■ **Stored items**
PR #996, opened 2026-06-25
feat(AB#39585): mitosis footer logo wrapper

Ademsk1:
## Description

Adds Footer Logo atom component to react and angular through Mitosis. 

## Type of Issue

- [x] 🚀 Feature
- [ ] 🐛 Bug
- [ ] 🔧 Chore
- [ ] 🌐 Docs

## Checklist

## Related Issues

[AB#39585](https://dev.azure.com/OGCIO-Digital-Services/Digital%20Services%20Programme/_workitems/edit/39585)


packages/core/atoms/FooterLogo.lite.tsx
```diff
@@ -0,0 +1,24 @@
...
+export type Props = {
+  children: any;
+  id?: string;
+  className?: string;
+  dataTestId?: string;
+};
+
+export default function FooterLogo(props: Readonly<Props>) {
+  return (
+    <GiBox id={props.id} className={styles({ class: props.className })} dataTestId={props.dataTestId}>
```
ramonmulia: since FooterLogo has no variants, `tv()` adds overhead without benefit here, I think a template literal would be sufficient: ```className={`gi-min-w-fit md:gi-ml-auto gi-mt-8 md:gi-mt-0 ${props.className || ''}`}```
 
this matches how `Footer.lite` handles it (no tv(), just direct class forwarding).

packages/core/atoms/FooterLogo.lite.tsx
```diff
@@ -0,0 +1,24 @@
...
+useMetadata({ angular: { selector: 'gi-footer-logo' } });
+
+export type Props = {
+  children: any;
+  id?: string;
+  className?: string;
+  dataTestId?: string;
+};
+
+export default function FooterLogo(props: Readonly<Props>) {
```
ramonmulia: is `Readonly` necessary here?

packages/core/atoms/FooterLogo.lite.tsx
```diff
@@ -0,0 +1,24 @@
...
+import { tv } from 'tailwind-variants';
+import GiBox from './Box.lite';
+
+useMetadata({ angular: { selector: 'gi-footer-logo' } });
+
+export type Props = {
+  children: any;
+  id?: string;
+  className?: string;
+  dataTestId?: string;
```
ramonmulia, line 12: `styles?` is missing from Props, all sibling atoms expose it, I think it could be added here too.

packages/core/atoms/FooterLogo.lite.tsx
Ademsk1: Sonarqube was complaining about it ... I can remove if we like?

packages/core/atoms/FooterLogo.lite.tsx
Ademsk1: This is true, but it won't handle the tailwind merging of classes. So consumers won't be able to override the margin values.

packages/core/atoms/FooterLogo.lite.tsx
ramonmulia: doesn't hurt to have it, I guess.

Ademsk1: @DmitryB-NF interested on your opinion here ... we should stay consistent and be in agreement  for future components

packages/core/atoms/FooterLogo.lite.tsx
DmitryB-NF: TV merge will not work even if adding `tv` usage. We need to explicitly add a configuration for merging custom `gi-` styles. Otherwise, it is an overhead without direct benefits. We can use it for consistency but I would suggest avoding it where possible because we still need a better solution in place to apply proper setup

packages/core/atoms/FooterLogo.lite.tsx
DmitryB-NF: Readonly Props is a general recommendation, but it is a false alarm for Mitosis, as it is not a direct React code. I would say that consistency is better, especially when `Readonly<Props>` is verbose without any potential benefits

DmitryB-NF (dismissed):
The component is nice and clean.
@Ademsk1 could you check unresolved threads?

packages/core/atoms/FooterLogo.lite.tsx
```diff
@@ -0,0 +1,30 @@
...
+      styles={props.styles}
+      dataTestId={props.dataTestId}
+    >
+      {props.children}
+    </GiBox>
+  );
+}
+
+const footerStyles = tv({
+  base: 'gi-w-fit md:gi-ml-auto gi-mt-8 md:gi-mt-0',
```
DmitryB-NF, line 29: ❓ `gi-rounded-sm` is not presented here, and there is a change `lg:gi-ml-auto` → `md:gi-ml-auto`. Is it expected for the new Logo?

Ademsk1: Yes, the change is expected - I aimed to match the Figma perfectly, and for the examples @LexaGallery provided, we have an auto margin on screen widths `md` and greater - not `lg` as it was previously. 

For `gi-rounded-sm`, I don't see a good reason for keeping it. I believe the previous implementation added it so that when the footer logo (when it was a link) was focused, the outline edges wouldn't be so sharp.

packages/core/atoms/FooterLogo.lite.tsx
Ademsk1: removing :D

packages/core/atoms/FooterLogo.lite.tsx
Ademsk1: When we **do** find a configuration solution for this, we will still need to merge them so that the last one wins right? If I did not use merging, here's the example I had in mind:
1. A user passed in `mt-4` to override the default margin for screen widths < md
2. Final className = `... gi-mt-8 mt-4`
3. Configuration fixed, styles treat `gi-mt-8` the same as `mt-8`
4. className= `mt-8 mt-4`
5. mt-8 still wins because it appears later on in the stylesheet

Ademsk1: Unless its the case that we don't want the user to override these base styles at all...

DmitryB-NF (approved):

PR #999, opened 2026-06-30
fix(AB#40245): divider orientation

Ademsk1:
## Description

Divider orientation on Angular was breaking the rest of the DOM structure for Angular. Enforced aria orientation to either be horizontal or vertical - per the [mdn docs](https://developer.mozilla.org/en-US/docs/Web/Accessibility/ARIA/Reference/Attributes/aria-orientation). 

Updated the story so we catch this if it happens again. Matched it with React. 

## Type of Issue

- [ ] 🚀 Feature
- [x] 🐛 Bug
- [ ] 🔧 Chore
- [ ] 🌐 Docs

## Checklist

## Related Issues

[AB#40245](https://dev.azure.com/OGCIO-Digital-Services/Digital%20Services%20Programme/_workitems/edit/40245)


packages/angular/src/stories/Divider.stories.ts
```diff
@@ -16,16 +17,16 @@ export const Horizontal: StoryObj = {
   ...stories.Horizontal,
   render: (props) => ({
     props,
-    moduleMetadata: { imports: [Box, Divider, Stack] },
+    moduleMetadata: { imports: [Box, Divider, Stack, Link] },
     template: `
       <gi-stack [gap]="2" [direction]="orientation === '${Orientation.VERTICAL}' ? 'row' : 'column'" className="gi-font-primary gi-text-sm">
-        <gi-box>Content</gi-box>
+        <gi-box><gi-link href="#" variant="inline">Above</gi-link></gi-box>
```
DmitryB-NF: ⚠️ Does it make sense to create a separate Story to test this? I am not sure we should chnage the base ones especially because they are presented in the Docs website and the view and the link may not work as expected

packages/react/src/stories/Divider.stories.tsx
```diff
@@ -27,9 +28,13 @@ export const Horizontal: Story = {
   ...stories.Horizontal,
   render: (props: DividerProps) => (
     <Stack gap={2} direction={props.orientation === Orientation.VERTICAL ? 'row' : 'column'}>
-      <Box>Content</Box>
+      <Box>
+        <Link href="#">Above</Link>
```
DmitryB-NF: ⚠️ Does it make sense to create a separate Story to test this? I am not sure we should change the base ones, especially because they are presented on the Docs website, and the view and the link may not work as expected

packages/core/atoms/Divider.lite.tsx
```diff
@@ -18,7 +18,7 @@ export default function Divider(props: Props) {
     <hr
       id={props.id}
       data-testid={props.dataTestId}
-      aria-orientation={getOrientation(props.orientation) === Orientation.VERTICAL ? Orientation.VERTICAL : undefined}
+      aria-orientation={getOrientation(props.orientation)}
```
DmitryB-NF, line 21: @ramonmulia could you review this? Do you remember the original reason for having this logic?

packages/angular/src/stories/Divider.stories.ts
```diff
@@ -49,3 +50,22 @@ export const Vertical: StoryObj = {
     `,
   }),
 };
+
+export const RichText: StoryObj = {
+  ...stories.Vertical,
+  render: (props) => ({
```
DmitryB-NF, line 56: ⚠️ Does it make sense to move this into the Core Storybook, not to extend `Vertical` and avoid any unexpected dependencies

■ **Problem details**
Run a filter over the data above and keep each line that contains the word "reason".

■ **Exercise output**
For `gi-rounded-sm`, I don't see a good reason for keeping it. I believe the previous implementation added it so that when the footer logo (when it was a link) was focused, the outline edges wouldn't be so sharp.
DmitryB-NF, line 21: @ramonmulia could you review this? Do you remember the original reason for having this logic?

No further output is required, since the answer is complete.